Description of the task » From the records, return each line that has the word "have" in it.

╭─ Records shown

PR #264, opened 2019-10-23
Add OWNERS file

pabrahamsson:
#### What is this PR About?
Add OWNERS file (see [documentation](https://go.k8s.io/owners)) to leverage Prow plugins

#### How do we test this?

### DIFF
--- a/OWNERS
+++ b/OWNERS
@@ -14,5 +14,3 @@ filters:
       - pcarney8
       - pabrahamsson
       - sabre1041
-
-- should error
--- a/OWNERS
+++ b/OWNERS
@@ -1,16 +1,16 @@
 # See the OWNERS docs at https://go.k8s.io/owners
 
-filters:
-  ".*":
-    reviewers:
-      - etsauer
-      - oybed
-      - pcarney8
-      - pabrahamsson
-      - sabre1041
-    approvers:
-      - etsauer
-      - oybed
-      - pcarney8
-      - pabrahamsson
-      - sabre1041
+reviewers:
+  - etsauer
+  - oybed
+  - pcarney8
+  - pabrahamsson
+  - sabre1041
+  - springdo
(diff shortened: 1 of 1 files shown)


pabrahamsson:
@etsauer yes we can as long as this comment in the [documentation](https://github.com/kubernetes/community/blob/master/contributors/guide/owners.md#owners_aliases) isn't a concern for us.
>We use aliases for groups instead of GitHub Teams, because changes to GitHub Teams are not publicly auditable.

etsauer:
@pabrahamsson hmm, i guess i don't know what a "group" is then. I thought they were the same thing. @sabre1041 ?

pabrahamsson:
@etsauer I think what they're saying is that they create their own "groups" in the `OWNERS_ALIASES` file instead of using GH teams.

sabre1041:
@etsauer @pabrahamsson it depends. There needs to be an understanding that groups are distinct from GH teams and that they would need to be managed separately

etsauer:
@sabre1041 but that's what I am trying to understand... HOW do you manage a group? I don't know what that is, or how its different from a team.

pabrahamsson:
My understanding of a group (`core-group`):
```
aliases:
  core-group:
    - user1
    - user2
```
This is managed by the `OWNERS_ALIASES` file and you/we need to manually update it through PRs.
The `core-group` can now be used in `OWNERS` files in the repo.

sabre1041:
@etsauer groups are a prow convention that is managed through files within the repository where as teams are a GitHub convention

pabrahamsson:
@etsauer @sabre1041 are we good as is? We can always explore using GH teams and/or `OWNERS_ALIASES` down the road.

etsauer:
@pabrahamsson yeah, i'm good with it. Let's merge and address it when it becomes a problem.

PR #273, opened 2019-11-14
Update ipa quickstart for OCP4

tylerauerbeck:
#### What is this PR About?
In order to run the ipa quickstart on OCP4, a certain sebool needs to be set. This PR does some cleanup on this quickstart and adds a machineconfig that puts this sebool in place.

#### How do we test this?
On OCP4 -- run the following:
```
ansible-playbook -i .applier/ roles/openshift-applier/playbooks/openshift-cluster-seed.yml -e 'include_tags=ipa_machineconfig'
```
You can then confirm that the machineconfig has been put in place by monitoring your nodes and machineconfigpools with

```
oc get nodes
oc get machineconfigpools
```
When looking at the machineconfigpools you can see that you are ready to proceed when the worker pool indicates that it has been updated and that updating status is set to false (i.e. no longer updating). For your nodes, you'll then see that your worker nodes are ready and schedulable again.

Once this is in place, you can then run the rest of the applier as expected:

```
ansible-playbook -i .applier/ roles/openshift-applier/playbooks/openshift-cluster-seed.yml -e 'exclude_tags=ipa_machineconfig'
```


ipa-server/.applier/group_vars/seed-hosts.yml
```diff
@@ -44,7 +49,7 @@ openshift_cluster_content:
     template: "https://raw.githubusercontent.com/redhat-cop/openshift-templates/{{ openshift_templates_version }}/service-accounts/generic-service-account.yml"
     namespace: "{{ namespace }}"
```
pabrahamsson: This is not necessary since we're setting the namespace in the template

ipa-server/.applier/group_vars/seed-hosts.yml
```diff
@@ -53,7 +58,7 @@ openshift_cluster_content:
...
```
pabrahamsson: I don't think SCCs are namespaced so this can be removed

ipa-server/.applier/group_vars/seed-hosts.yml
```diff
@@ -29,6 +29,11 @@ openshift_cluster_content:
       NAMESPACE_DISPLAY_NAME: "{{ namespace }}"
     tags:
       - ipa_project
+  - name: Deploy MachineConfig to configure SEbool
+    file: "{{ inventory_dir }}/../.openshift/files/01-worker-sebool.yml"
+    tags:
+      - ipa_ocp4
+      - ipa_machineconfig
```
pabrahamsson: could we use the `never` tag here? This way the installation instructions can be simplified such that the second step (deployment) doesn't need any tags (include or exclude).

tylerauerbeck:
@pabrahamsson Requested changes have been made.

PR #283, opened 2020-01-06
Change how JVM properties are applied to allow more flexible configuration

### LINKED ISSUE #282: Re-order options so that when env var is undefined it will not fail the script
Having the `${SONARQUBE_WEB_JVM_OPTS}` BEFORE the other options means that if that env is not set, then the application will fail to start because of the extra space between the `=` and the next parameter. We should re-order so that the static options are before the environment var and then the problem will be resolved.

https://github.com/redhat-cop/containers-quickstarts/blob/ecb424d69c95a86d7f26570d7cc62b6c3b2d22fb/sonarqube/run.sh#L27

InfoSec812:
#### What is this PR About?
When the environment variable `SONARQUBE_WEB_JVM_OPTS` is undefined, the application will not start because there is an extra space between the property name and the next property value.

#### How do we test this?

1. get MR code on your machine

1. following instructions in [README](https://github.com/redhat-cop/containers-quickstarts/tree/master/sonarqube)

1. then, since this repo will point the build to the master branch, run a new build

```oc start-build sonarqube --from-dir=.. -n sonarqube```

1. Go to sonar home page. There should now be a 'login with OpenShift link'
1. You should be redirected to the OpenShift login screen. --> Login.
1. You should be redirected to Sonarqube and see the projects page (empty)

Resolves #282 

### DIFF
--- a/sonarqube/.openshift/templates/sonarqube-deployment-template.yml
+++ b/sonarqube/.openshift/templates/sonarqube-deployment-template.yml
@@ -116,6 +116,10 @@ objects:
                 name: sonar-ldap-bind-dn
           - name: SONAR_SEARCH_JAVA_ADDITIONAL_OPTS
             value: '-Dnode.store.allow_mmapfs=false'
+          - name: SONAR_SAR_ADMIN_GROUP
+            value: ${SONAR_SAR_ADMIN_GROUP}
+          - name: SONAR_SAR_USER_GROUP
+            value: ${SONAR_SAR_USER_GROUP}
           imagePullPolicy: Always
           livenessProbe:
             failureThreshold: 3
@@ -295,3 +299,11 @@ parameters:
   - name: SONAR_SEARCH_JAVA_ADDITIONAL_OPTS
     description: Pass in additional Java opts to ElasticSearch
     displayName: Add sonar.search.javaAdditionalOpts
+  - name: SONAR_SAR_ADMIN_GROUP
+    description: Group which will be given admin privileges in SonarQube
+    displayName: OAuth Admin Group
+    value: sonar-administrators
+  - name: SONAR_SAR_USER_GROUP
+    description: Group which will be given user privileges in SonarQube
+    displayName: OAuth User Group
+    value: sonar-users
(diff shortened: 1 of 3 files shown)

### CODE REVIEW

**Comment by pabrahamsson** [comment]
Still WIP @InfoSec812?

**Comment by InfoSec812** [comment]
@pabrahamsson Yes, still WIP... I should have a final solution in an hour or so.

File: sonarqube/.openshift/templates/sonarqube-deployment-template.yml [hunk 1]
```diff
@@ -185,8 +197,8 @@ objects:
       name: sonarqube
       weight: 100
     wildcardPolicy: None
-- apiVersion: v1
-  kind: Service
+- kind: Service
+  apiVersion: v1
```
pabrahamsson: Same as above

sonarqube/.openshift/templates/sonarqube-deployment-template.yml
```diff
@@ -201,14 +213,14 @@ objects:
       deploymentconfig: sonarqube
     sessionAffinity: None
     type: ClusterIP
-- apiVersion: v1
-  kind: ServiceAccount
+- kind: ServiceAccount
+  apiVersion: v1
```
pabrahamsson: Same as above

sonarqube/.openshift/templates/sonarqube-deployment-template.yml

╰─

Your solution »
@pabrahamsson Requested changes have been made.
@pabrahamsson Yes, still WIP... I should have a final solution in an hour or so.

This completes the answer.